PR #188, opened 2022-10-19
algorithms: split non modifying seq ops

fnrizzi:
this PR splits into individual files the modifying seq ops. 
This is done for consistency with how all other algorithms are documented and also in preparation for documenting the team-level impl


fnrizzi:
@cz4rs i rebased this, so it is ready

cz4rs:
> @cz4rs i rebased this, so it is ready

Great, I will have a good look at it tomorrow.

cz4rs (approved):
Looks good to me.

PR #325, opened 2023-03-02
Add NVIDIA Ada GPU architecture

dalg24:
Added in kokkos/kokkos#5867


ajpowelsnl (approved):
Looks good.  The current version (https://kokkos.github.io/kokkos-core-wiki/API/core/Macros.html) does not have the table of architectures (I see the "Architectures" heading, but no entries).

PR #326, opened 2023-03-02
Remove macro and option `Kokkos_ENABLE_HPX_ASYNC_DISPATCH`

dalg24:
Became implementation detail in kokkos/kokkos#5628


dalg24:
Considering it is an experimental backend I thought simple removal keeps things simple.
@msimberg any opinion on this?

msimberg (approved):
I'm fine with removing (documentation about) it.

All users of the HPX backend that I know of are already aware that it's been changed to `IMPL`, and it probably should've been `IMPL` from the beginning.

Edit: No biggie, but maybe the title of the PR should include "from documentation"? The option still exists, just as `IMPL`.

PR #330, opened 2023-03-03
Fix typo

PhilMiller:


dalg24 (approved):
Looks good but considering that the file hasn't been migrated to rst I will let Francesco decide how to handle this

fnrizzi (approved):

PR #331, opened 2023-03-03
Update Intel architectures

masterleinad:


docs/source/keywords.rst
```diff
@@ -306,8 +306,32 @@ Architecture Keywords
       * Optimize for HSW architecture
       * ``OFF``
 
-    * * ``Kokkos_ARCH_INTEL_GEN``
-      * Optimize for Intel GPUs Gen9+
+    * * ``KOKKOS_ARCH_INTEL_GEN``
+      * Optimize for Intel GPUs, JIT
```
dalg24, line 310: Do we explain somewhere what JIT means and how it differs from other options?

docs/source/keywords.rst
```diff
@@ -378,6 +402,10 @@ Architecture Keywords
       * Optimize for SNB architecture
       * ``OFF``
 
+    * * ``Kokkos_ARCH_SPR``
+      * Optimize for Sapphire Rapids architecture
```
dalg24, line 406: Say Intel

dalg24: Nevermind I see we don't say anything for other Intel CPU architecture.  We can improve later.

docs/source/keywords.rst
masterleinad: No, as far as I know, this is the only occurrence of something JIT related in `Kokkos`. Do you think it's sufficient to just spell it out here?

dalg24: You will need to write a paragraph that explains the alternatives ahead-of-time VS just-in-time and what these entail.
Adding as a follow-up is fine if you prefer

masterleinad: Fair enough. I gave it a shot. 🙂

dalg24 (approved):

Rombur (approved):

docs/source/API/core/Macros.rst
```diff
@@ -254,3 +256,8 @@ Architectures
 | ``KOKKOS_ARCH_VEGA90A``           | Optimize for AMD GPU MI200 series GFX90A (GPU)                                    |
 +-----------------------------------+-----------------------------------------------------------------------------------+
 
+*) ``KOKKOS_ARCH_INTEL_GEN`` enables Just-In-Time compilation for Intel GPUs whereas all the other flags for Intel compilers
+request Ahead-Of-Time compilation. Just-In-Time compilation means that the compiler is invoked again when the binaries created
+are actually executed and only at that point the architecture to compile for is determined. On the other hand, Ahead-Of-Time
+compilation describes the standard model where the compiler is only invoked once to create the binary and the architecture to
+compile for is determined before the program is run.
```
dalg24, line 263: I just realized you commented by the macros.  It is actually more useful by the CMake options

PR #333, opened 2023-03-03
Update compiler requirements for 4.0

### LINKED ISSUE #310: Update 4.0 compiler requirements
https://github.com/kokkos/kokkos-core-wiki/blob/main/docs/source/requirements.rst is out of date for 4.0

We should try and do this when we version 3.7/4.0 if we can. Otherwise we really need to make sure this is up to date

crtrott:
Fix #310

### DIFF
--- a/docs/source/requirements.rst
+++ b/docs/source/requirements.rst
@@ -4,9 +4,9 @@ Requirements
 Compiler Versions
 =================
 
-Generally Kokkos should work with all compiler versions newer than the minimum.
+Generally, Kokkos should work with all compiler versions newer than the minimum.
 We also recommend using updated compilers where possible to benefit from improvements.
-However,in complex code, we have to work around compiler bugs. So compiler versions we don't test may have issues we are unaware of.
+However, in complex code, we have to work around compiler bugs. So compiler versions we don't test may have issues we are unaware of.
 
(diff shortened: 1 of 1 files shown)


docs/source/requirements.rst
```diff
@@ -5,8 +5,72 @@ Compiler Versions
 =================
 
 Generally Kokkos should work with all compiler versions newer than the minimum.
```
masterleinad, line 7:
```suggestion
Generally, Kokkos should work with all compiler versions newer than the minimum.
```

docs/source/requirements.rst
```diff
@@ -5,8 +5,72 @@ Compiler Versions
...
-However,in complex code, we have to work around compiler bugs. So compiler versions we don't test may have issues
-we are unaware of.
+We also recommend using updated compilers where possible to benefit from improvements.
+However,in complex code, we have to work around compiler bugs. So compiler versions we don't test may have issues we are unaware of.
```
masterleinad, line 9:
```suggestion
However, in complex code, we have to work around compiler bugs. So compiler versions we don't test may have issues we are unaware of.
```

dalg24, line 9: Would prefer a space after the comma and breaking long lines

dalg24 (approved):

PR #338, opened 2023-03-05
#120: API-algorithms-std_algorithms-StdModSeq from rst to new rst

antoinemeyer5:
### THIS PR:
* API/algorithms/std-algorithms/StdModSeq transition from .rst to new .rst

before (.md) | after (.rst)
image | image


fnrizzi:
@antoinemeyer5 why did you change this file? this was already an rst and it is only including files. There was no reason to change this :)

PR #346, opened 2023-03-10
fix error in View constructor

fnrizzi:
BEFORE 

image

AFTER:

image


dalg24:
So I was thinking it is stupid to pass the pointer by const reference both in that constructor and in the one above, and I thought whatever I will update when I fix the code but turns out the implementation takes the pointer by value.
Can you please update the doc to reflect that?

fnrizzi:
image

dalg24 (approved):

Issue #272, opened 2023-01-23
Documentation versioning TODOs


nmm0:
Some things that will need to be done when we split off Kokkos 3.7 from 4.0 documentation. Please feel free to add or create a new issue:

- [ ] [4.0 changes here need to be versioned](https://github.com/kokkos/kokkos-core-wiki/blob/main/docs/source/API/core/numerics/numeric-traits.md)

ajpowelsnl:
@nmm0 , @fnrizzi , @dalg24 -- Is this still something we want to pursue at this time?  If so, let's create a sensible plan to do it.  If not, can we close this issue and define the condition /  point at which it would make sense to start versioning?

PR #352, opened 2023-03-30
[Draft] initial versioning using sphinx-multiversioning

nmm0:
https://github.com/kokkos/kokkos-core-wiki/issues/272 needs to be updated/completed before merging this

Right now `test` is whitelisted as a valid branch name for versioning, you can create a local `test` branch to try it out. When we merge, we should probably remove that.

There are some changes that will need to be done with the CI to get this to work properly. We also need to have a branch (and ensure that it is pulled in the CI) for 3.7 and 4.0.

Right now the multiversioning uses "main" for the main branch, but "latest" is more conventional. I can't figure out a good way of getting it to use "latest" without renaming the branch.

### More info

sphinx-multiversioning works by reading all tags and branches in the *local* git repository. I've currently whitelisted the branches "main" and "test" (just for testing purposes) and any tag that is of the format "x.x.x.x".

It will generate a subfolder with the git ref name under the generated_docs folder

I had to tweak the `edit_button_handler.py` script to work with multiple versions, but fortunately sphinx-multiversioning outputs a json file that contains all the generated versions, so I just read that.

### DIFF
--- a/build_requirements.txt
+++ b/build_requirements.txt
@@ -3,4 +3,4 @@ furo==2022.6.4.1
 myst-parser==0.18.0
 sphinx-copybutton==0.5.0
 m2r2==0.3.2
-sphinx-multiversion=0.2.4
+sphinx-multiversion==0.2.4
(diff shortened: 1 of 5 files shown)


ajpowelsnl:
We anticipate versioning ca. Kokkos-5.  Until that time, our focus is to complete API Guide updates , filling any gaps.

______

> _GOAL OF THE EXERCISE_
Would you filter the records and copy out each line containing "msimberg"?

> _ANSWER TO THIS PROBLEM_
@msimberg any opinion on this?
msimberg (approved):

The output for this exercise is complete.